▶ Problem to work on: The job is to output each record again, character for character.

═══ Dataset

PR #1362, opened 2022-08-24
feat: show a snackbar on mulitple graphql server errors

### LINKED ISSUE #1342: Extend `apollo-client-singleton` to gracefully handle non JSON responses
We can hook into requests that are about to be passed to Apollo [here](https://github.com/politics-rewired/Spoke/blob/96f88f378e86ad1345723bf20f332b5d779c5243/src/network/apollo-client-singleton.ts).

Right now, if the server returns a 503 or other unhandled error code or otherwise a non JSON response, we attempt to parse that HTML as JSON, and return to the caller of the mutation an error that says something like "Unable to parse <! as JSON".

Instead, we should intercept that condition based on the `content-type` header and do 2 things:
-return a well formed JSON object that looks like:
```typescript
{ loading: false, data: undefined, errors: ["We were unable to properly reach the server, or the request might have timed out. Please try again momentarily"] }
```
- Emit a message on the `eventBus.emit` called something like `EventTypes.ServerUnreachable`

Finally, we can create a component which is close to a clone of [VersionNotifier](https://github.com/politics-rewired/Spoke/blob/00a408a5aee44c5b655cc4b0c0ec2a33edde7b8d/src/client/VersionNotifier.tsx) that tracks how many `ServerUnreachable`s we get. After maybe 2 or 3, we should pop up maybe a [Snackbar](https://mui.com/material-ui/react-snackbar/) informing the user that we're having consistent issues communicating with the server, and they should wait a minute and refresh.

hiemanshu:
## Description

Emit errors on the eventbus when a graphql server error is encountered, and show a snackbar 

## Motivation and Context

Fixes #1342 

## How Has This Been Tested?

Tested locally with a few scenarios. Will require some extra testing on staging. 

## Checklist:

### DIFF
--- a/src/client/ErrorHandler.tsx
+++ b/src/client/ErrorHandler.tsx
@@ -1,0 +1,56 @@
+import Snackbar from "@material-ui/core/Snackbar";
+import Alert from "@material-ui/lab/Alert";
+import React, { useEffect, useRef, useState } from "react";
+
+import { eventBus, EventTypes } from "./events";
+
+const ErrorHandler: React.FC = () => {
+  const errorCount = useRef(0);
+  const [open, setOpen] = useState<boolean>(false);
+
+  const handleNewEvent = () => {
+    errorCount.current += 1;
+
+    // We have our first event triggered
+    if (errorCount.current === 1) {
+      // Set timeout to expire count after 30 seconds
+      // so a few events over a long period of time
+      // don't set off the snackbar
+      setTimeout(() => {
+        errorCount.current = 0;
+      }, 30 * 1000);
+    }
+
+    // Show the snackbar, and reset the count to 0
+    if (errorCount.current > 3) {
+      setOpen(true);
+      errorCount.current = 0;
+    }
+  };
+
+  const handleClose = () => setOpen(false);
+
+  useEffect(() => {
+    eventBus.on(EventTypes.GraphQLServerError, handleNewEvent);
+  }, []);
+
+  return (
+    <Snackbar
+      open={open}
+      autoHideDuration={6000}
+      onClose={handleClose}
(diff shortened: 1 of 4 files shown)


ajohn25 (approved):

src/client/ErrorHandler.tsx
```diff
@@ -0,0 +1,56 @@
...
+      setOpen(true);
+      errorCount.current = 0;
+    }
+  };
+
+  const handleClose = () => setOpen(false);
+
+  useEffect(() => {
+    eventBus.on(EventTypes.GraphQLServerError, handleNewEvent);
+  }, []);
```
bchrobot, line 35: Required: this should return a [clean-up function](https://reactjs.org/docs/hooks-reference.html#cleaning-up-an-effect) to remove the listener when the component unmounts. See VersionNotifier:

https://github.com/politics-rewired/Spoke/blob/121f9234ad5f3ed1a8712548840b07b7e4beba6e/src/client/VersionNotifier.tsx#L22-L30

src/client/ErrorHandler.tsx
```diff
@@ -0,0 +1,56 @@
...
+    errorCount.current += 1;
+
+    // We have our first event triggered
+    if (errorCount.current === 1) {
+      // Set timeout to expire count after 30 seconds
+      // so a few events over a long period of time
+      // don't set off the snackbar
+      setTimeout(() => {
+        errorCount.current = 0;
+      }, 30 * 1000);
```
bchrobot, line 21: Required: the timer ID should be stored in a ref and cleared (if set) when the component unmounts. This can probably be done in the same clean up function as the event bus listener (see comment below).

bchrobot (changes requested):

bchrobot (approved):

PR #1365, opened 2022-08-26
fix: import server-defined type

bchrobot:
## Description

Import `DeactivateMode` from server-defined type rather than client-defined type.

## Motivation and Context

`@spoke/spoke-codegen` is meant for use in the client application only and will fail to import in production.

## How Has This Been Tested?

This has been tested locally.

N/A

## Documentation Changes

N/A

## Checklist:


hiemanshu (approved):
Interesting, Didn't know this could break!

hiemanshu:
Looks like type imports are fine, because TS will remove that out when compiling, but enums are referred to, so causes an issue. LGTM!

ajohn25 (approved):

══════

▶ Written solution:
PR #1362, opened 2022-08-24
feat: show a snackbar on mulitple graphql server errors

### LINKED ISSUE #1342: Extend `apollo-client-singleton` to gracefully handle non JSON responses
We can hook into requests that are about to be passed to Apollo [here](https://github.com/politics-rewired/Spoke/blob/96f88f378e86ad1345723bf20f332b5d779c5243/src/network/apollo-client-singleton.ts).

Right now, if the server returns a 503 or other unhandled error code or otherwise a non JSON response, we attempt to parse that HTML as JSON, and return to the caller of the mutation an error that says something like "Unable to parse <! as JSON".

Instead, we should intercept that condition based on the `content-type` header and do 2 things:
-return a well formed JSON object that looks like:
```typescript
{ loading: false, data: undefined, errors: ["We were unable to properly reach the server, or the request might have timed out. Please try again momentarily"] }
```
- Emit a message on the `eventBus.emit` called something like `EventTypes.ServerUnreachable`

Finally, we can create a component which is close to a clone of [VersionNotifier](https://github.com/politics-rewired/Spoke/blob/00a408a5aee44c5b655cc4b0c0ec2a33edde7b8d/src/client/VersionNotifier.tsx) that tracks how many `ServerUnreachable`s we get. After maybe 2 or 3, we should pop up maybe a [Snackbar](https://mui.com/material-ui/react-snackbar/) informing the user that we're having consistent issues communicating with the server, and they should wait a minute and refresh.

hiemanshu:
## Description

Emit errors on the eventbus when a graphql server error is encountered, and show a snackbar 

## Motivation and Context

Fixes #1342 

## How Has This Been Tested?

Tested locally with a few scenarios. Will require some extra testing on staging. 

## Checklist:

### DIFF
--- a/src/client/ErrorHandler.tsx
+++ b/src/client/ErrorHandler.tsx
@@ -1,0 +1,56 @@
+import Snackbar from "@material-ui/core/Snackbar";
+import Alert from "@material-ui/lab/Alert";
+import React, { useEffect, useRef, useState } from "react";
+
+import { eventBus, EventTypes } from "./events";
+
+const ErrorHandler: React.FC = () => {
+  const errorCount = useRef(0);
+  const [open, setOpen] = useState<boolean>(false);
+
+  const handleNewEvent = () => {
+    errorCount.current += 1;
+
+    // We have our first event triggered
+    if (errorCount.current === 1) {
+      // Set timeout to expire count after 30 seconds
+      // so a few events over a long period of time
+      // don't set off the snackbar
+      setTimeout(() => {
+        errorCount.current = 0;
+      }, 30 * 1000);
+    }
+
+    // Show the snackbar, and reset the count to 0
+    if (errorCount.current > 3) {
+      setOpen(true);
+      errorCount.current = 0;
+    }
+  };
+
+  const handleClose = () => setOpen(false);
+
+  useEffect(() => {
+    eventBus.on(EventTypes.GraphQLServerError, handleNewEvent);
+  }, []);
+
+  return (
+    <Snackbar
+      open={open}
+      autoHideDuration={6000}
+      onClose={handleClose}
(diff shortened: 1 of 4 files shown)


ajohn25 (approved):

src/client/ErrorHandler.tsx
```diff
@@ -0,0 +1,56 @@
...
+      setOpen(true);
+      errorCount.current = 0;
+    }
+  };
+
+  const handleClose = () => setOpen(false);
+
+  useEffect(() => {
+    eventBus.on(EventTypes.GraphQLServerError, handleNewEvent);
+  }, []);
```
bchrobot, line 35: Required: this should return a [clean-up function](https://reactjs.org/docs/hooks-reference.html#cleaning-up-an-effect) to remove the listener when the component unmounts. See VersionNotifier:

https://github.com/politics-rewired/Spoke/blob/121f9234ad5f3ed1a8712548840b07b7e4beba6e/src/client/VersionNotifier.tsx#L22-L30

src/client/ErrorHandler.tsx
```diff
@@ -0,0 +1,56 @@
...
+    errorCount.current += 1;
+
+    // We have our first event triggered
+    if (errorCount.current === 1) {
+      // Set timeout to expire count after 30 seconds
+      // so a few events over a long period of time
+      // don't set off the snackbar
+      setTimeout(() => {
+        errorCount.current = 0;
+      }, 30 * 1000);
```
bchrobot, line 21: Required: the timer ID should be stored in a ref and cleared (if set) when the component unmounts. This can probably be done in the same clean up function as the event bus listener (see comment below).

bchrobot (changes requested):

bchrobot (approved):

PR #1365, opened 2022-08-26
fix: import server-defined type

bchrobot:
## Description

Import `DeactivateMode` from server-defined type rather than client-defined type.

## Motivation and Context

`@spoke/spoke-codegen` is meant for use in the client application only and will fail to import in production.

## How Has This Been Tested?

This has been tested locally.

N/A

## Documentation Changes

N/A

## Checklist:


hiemanshu (approved):
Interesting, Didn't know this could break!

hiemanshu:
Looks like type imports are fine, because TS will remove that out when compiling, but enums are referred to, so causes an issue. LGTM!

ajohn25 (approved):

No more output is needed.